Backroad Bids

Backroad Bids We sell Walmart, Target ,Amazon Lowes Pallets and more for up to 90% off retail price. Join us Live. No hate speech or arguing. No exceptions.

Bidding will go by auctioneers screen to keep from any issues or confusion in lag. Immediate removal and block to any and all hateful comments. If you want your item shipped, you are responsible for shipping costs. You may message Brooklyn Luttrell your zip code for shipping rates.

02/01/2026

Hey BRB family.
I owe you an explanation, and I want to be real with you.

I originally stepped back the week before Christmas very intentionally. Losing my stepdad in June hit me harder than I ever expected, and going through all of the “firsts” without him, especially the holidays, was something I did not handle well. While the prior 2 years were without him by my own choosing, this was the first time I didnt have that control or option. I praise God for giving back some of the time that was missed. It was my biggest blessing of 2025!! A piece of me that was broken was mended through him. But still the grief, anxiety, and depression slowly piled up, and I honestly underestimated how much it was affecting me. By October, I could feel it. Not just in my everyday life, but in the business too. I could see it in my motivation, my energy, my consistency, and eventually in my finances. The numbers never lie. Since the beginning of BRB in June of 2022 I had been present, active, on point. Until….I wasn’t. The disappointment was deafening. Yes, I know I explained that during a live at the end of 2025 and I know I apologized, because I truly hated that it spilled over (that I allowed it) into something I care so deeply about.

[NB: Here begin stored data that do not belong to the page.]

PR #2322, opened 2025-02-27
Update `insert` docs to reflect actual behavior on set-semantic duplicates

gefjon:
# Description of Changes

Also, remove a paragraph from `delete` docs that was intended to be internal, but got pasted here.

A response to an API break that we didn't realize happened, but no code changes in this PR.

1

# Testing

None relevant.


jdetter (approved):
Much better, thanks for the clarity @gefjon !

PR #2324, opened 2025-02-27
test: set semantics in datastore

joshua-spacetime:
# Description of Changes

Adds test ensuring we follow set semantics with and without unique constraints.

None

1

# Testing

This patch only adds test

### DIFF
--- a/crates/core/src/db/datastore/locking_tx_datastore/datastore.rs
+++ b/crates/core/src/db/datastore/locking_tx_datastore/datastore.rs
@@ -1043,11 +1043,12 @@ mod tests {
     use itertools::Itertools;
     use pretty_assertions::{assert_eq, assert_matches};
     use spacetimedb_execution::Datastore;
+    use spacetimedb_lib::bsatn::ToBsatn;
     use spacetimedb_lib::db::auth::{StAccess, StTableType};
     use spacetimedb_lib::error::ResultTest;
     use spacetimedb_lib::st_var::StVarValue;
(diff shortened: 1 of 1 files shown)


crates/core/src/db/datastore/locking_tx_datastore/datastore.rs
```diff
@@ -2737,6 +2738,152 @@ mod tests {
...
+                constraint.map(|cs| vec![cs]).unwrap_or_default(),
+                vec![],
+                StTableType::User,
+                StAccess::Public,
+                None,
+                primary_key,
+            )
+        };
+        let table_schema_no_constraints = || table_schema(None, None);
+        let table_schema_pk = || table_schema(Some(0.into()), None);
```
gefjon, line 2766: Is it meaningful / correct to have a primary key without a unique constraint? By which I mean, primary key is supposed to imply a unique constraint, but I don't know if that's true at the schema layer, or if by this point we just have the invariant that every primary key column will also have a unique constraint.

gefjon (approved):
A question to which the answer is not terribly important for this test. Otherwise excellent. Test is clear and does the thing it's supposed to.

crates/core/src/db/datastore/locking_tx_datastore/datastore.rs
joshua-spacetime: Logically, pk does imply unique, but I don't believe pk is purely a logical concept in our datastore. In particular, we store the pk col in `st_table` and I don't believe we ever physically convert it into a unique constraint.

Adam-cpu-cmd (commented):
I

PR #2325, opened 2025-02-28
set names atomic

kim:
Reworks #2317 to perform the replacement of domain names as an atomic operation.

# Testing

Adds two smoketest asserting that the endpoint works and that the caller must be the owner of the database.


kim:
@coolreader18 What can I do about the surprising and inconvenient fact that `tomllib` is not present on windows?

coolreader18:
`actions/setup-python` probably. I can push a commit to this branch if that's ok?

coolreader18 (approved):
Looks reasonable to me.

kim:
Thanks @coolreader18!

PR #2352, opened 2025-03-05
Update bytes_sent_to_clients when merging metrics

joshua-spacetime:
# Description of Changes

`bytes_sent_to_clients` was not being updated when merging with another set of metrics. Now it is.

None

1

# Testing

A new unit test has been added


jdetter:
This needs to be rebased on latest master

Issue #2348, opened 2025-03-05
`Identity` and `ConnectionId` should implement `IComparable`


rekhoff:
### Issue:
When attempting to create a table that uses `Identity` as an index of a BTree like:
```
#[index(btree)]
pub identity: Identity,
```
Generated code in C# will throw the error:
`The type 'SpacetimeDB.Identity' must be convertible to 'System.IComparable<SpacetimeDB.Identity>' in order to use it as parameter 'Column' in the generic class 'SpacetimeDB.RemoteTableHandle<EventContext,Row>.BTreeIndexBase<Column>'`

This is because `SpacetimeDB.Identity` does not implement the `IComparable` interface:
https://github.com/clockworklabs/SpacetimeDB/blob/7cb509c2e2696a067e78734f07311a1d90e38fcf/crates/bindings-csharp/BSATN.Runtime/Builtins.cs#L204

While we are at it, it makes sense to  implement `IComparable` for `ConnectionId` as well:
https://github.com/clockworklabs/SpacetimeDB/blob/7cb509c2e2696a067e78734f07311a1d90e38fcf/crates/bindings-csharp/BSATN.Runtime/Builtins.cs#L121

joshua-spacetime:
Note, unique constraints (which should be generating the same btree index) work just fine
```rust
#[unique]
pub identity: Identity,
```

rekhoff:
Resolved by PR https://github.com/clockworklabs/SpacetimeDB/pull/2354

PR #2354, opened 2025-03-05
 Implements `IComparable` for `Identity` and `ConnectionId`

rekhoff:
# Description of Changes

 Implements `IComparable` for `Identity` and `ConnectionId`

This relates to the following issue:
https://github.com/clockworklabs/SpacetimeDB/issues/2348

Not a breaking change. Adds functionality and fixes bug.

1

# Testing

1. Created a test project with a Rust server defining a table with a `btree` index like:
```
#[index(btree)]
pub identity: Identity,
```
and another where a table was defined with:
```#[spacetimedb::table(name = period_timer, scheduled(period, at = scheduled_at), index(name = identity, btree(columns = [identity])))]```
2. Published the server.
3. Created a C# client and generated the bindings.
4. Confirmed issue existed prior to change: IDE reports an error in the table definition of `The type 'SpacetimeDB.Identity' must be convertible to 'System.IComparable<SpacetimeDB.Identity>' in order to use it as parameter 'Column' in the generic class 'SpacetimeDB.RemoteTableHandle<EventContext,Row>.BTreeIndexBase<Column>'`
5. Made change contained in this PR.
6. Rebuilt SpacetimeDB executables, and C# SDK NuGet files.
7. Tested again by republishing and regenerating bindings.
8. Observed IDE no longer reports issue.

- [x] Tested IDE no longer reports error after change.

### DIFF
--- a/crates/bindings-csharp/BSATN.Runtime/Builtins.cs
+++ b/crates/bindings-csharp/BSATN.Runtime/Builtins.cs
@@ -118,7 +118,10 @@ public readonly partial struct Unit
 }
 
 [StructLayout(LayoutKind.Sequential)]
-public readonly record struct ConnectionId : IEquatable<ConnectionId>, IComparable, IComparable<ConnectionId>
+public readonly record struct ConnectionId
+    : IEquatable<ConnectionId>,
+        IComparable,
+        IComparable<ConnectionId>
 {
     private readonly U128 value;
 
@@ -305,7 +308,7 @@ public readonly record struct Identity : IEquatable<Identity>, IComparable, ICom
 
     // This must be explicitly implemented, otherwise record will generate a new implementation.
     public override string ToString() => Util.ToHexBigEndian(value);
-    
+
     /// <inheritdoc cref="IComparable.CompareTo(object)" />
     public int CompareTo(object? value)
     {
--- a/crates/bindings-csharp/BSATN.Runtime/Builtins.cs
+++ b/crates/bindings-csharp/BSATN.Runtime/Builtins.cs
@@ -220,21 +220,7 @@ public readonly record struct ConnectionId
     }
 
     /// <inheritdoc cref="IComparable{T}.CompareTo(T)" />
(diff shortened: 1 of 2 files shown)

### CODE REVIEW

File: crates/bindings-csharp/BSATN.Runtime/Builtins.cs [hunk 1]
```diff
@@ -198,10 +201,44 @@ public AlgebraicType GetAlgebraicType(ITypeRegistrar registrar) =>
...
+            return -1;
+        }
+        else if (this.value > connectionId.value)
+        {
+            return 1;
+        }
+        else
+        {
+            return 0;
+        }
```
kazimuth, line 236:
```suggestion
        this.value.CompareTo(connectionId.value)
```
?

kazimuth (approved):
Could you add a basic test to BSATN.Runtime.Tests for these? With that I'm happy with this.

It would be nice to add a test to the SDK as well duplicating what you said you did in the PR description, but unfortunately that would require a PR in a different repo...

crates/bindings-csharp/BSATN.Runtime/Builtins.cs
rekhoff: Yup, our [U128 does](https://github.com/clockworklabs/SpacetimeDB/blob/6302231e8afdfe5f0f815a80fe75d8c51d2bc4b0/crates/bindings-csharp/BSATN.Runtime/BSATN/U128.cs#L54)!
That needs to actually return the result of the `CompareTo` though, so I'll make this change as an update where I can add the return.

rekhoff:
`BSATN.Runtime.Tests` added for both `Identity` and `ConnectionId`.
Marking as ready for merge.
This PR will resolve issue: https://github.com/clockworklabs/SpacetimeDB/issues/2348
New issue created for adding a test that performs the manually performed actions outlined in the description of this PR:
https://github.com/clockworklabs/SpacetimeDB/issues/2362

PR #3524, opened 2025-10-29
Add query engine support for mutable transactions

joshua-spacetime:
# Description of Changes

The query engine can now execute queries using mutable transactions because this patch implements the `Datastore` trait for `MutTxId`.

Note this is both a refactor and a feature patch. It is a refactor because the `Datastore` trait was updated to allow for mutable transactions.

None

1.5

# Testing

- [x] Current tests pass after refactor
- [ ] Use `MutTxId` for query execution


crates/datastore/src/locking_tx_datastore/tx.rs
```diff
@@ -33,12 +32,44 @@ pub struct TxId {
...
+
+    fn row_count(&self, table_id: TableId) -> u64 {
+        self.committed_state_shared_lock
+            .table_row_count(table_id)
+            .unwrap_or_default()
     }
 
-    fn table(&self, table_id: TableId) -> Option<&Table> {
-        self.committed_state_shared_lock.get_table(table_id)
+    fn table_scan<'a>(&'a self, table_id: TableId) -> anyhow::Result<Self::TableIter<'a>> {
```
joshua-spacetime, line 51: Note: No changes were made to the `Datastore` implementation for read only transactions. The `Datastore` trait no longer has default methods, so I've moved the default methods to the `impl` for `TxId`.

crates/execution/src/iter.rs
joshua-spacetime, line 1: I've removed the query engine's tuple-at-a-time iterators since they weren't used and almost every type in this file was going to need to be updated to take several generic parameters.

PR #3525, opened 2025-10-29
[teams 4/5] SQL authorization

kim:
Permissions for evaluating SQL/DML are not generally "actions", but more a set of permissions that are checked during evaluation.

To make this work with the teams feature, this patch extends `AuthCtx` to allow checking a set of permissions as mandated by the spec. This set is a bit more fine-grained than "is owner", so as to avoid baking in the concept of teams/collaborators, or assumptions about what a role might entail. Both are likely to evolve in the future, so evaluation of permissions / capabilities should be confined to the impl of the `Authorization` trait.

I genuinely believed that taking that short break around Christmas would help me reset mentally. Not magically fix things…but help me pull myself together enough that if I was struggling, it would stay in my personal life and not continue bleeding into the business. I didn’t want a repeat of how the end (or any) of 2025 felt, and I truly thought stepping back briefly was the healthiest solution to move onward and upward. What I didn’t expect was that more would happen. I didn’t expect that break to turn into an extended absence with no clear end in sight. And I won’t lie, that alone has added another layer of stress. Watching the business take a hit financially only fueled more anxiety, more depression, and more fear, even though my intentions were good and rooted in trying to do better. On top of all of that, January came fast. I was supposed to start school on January 5th, and on January 11th my oldest left for Fort Knox for six months. I wanted the break also to serve as a way to be fully present with my family during that time, not just physically, but mentally and emotionally, while I still could.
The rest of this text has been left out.